▶ [INSTRUCTIONS FOR THE TASK]
Determine how many lines in the records below contain "Basic", then state that number alone.

▶ [INPUT MATERIAL]
PR #453, opened 2021-01-29
[Win] Part 2: Make frontend plugin Windows compatible.

fodinabor:
This reverts to always using Itanium mangling, but on Windows anyways relies on this [LLVM patch](https://reviews.llvm.org/D69322) to get consistent lambda numbering.
Thus, the new API, introduced in that patch, is always used on Windows, to get the correct behavior.

Also included is a hack to fix some compiler crashes, caused by nullptrs being handed into `TraverseDecl`.

### DIFF
--- a/include/hipSYCL/compiler/Frontend.hpp
+++ b/include/hipSYCL/compiler/Frontend.hpp
@@ -37,6 +37,7 @@
 #include "clang/AST/Decl.h"
 #include "clang/AST/DeclCXX.h"
 #include "clang/Basic/LLVM.h"
+#include "clang/Basic/TargetInfo.h"
 #include "clang/Frontend/FrontendPluginRegistry.h"
 #include "clang/AST/AST.h"
 #include "clang/AST/Attr.h"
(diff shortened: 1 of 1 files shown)


include/hipSYCL/compiler/Frontend.hpp
```diff
@@ -167,8 +172,14 @@ class FrontendASTVisitor : public clang::RecursiveASTVisitor<FrontendASTVisitor>
 public:
   FrontendASTVisitor(clang::CompilerInstance &instance)
       : Instance{instance}
-      , KernelNameMangler(instance.getASTContext().createMangleContext())
-  {}
+      , KernelNameMangler(clang::ItaniumMangleContext::create(instance.getASTContext(), instance.getASTContext().getDiagnostics()))
```
illuhad: Maybe add a line break?

illuhad:
@hipSYCL-ci-bot test with various clangs :)

illuhad (approved):

psalz:
So Clang plugins now work on Windows huh? Interesting... 🤔

fodinabor:
It's possible with clang.exe (not clang++ or clang-cl).. But as *all* symbols are exported, it might happen at some point that there are too many (don't remember the limit, but still a bit to go) and everything will break.. So won't be officially supported at any point in time I guess...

▶ [TASK ANSWER]
2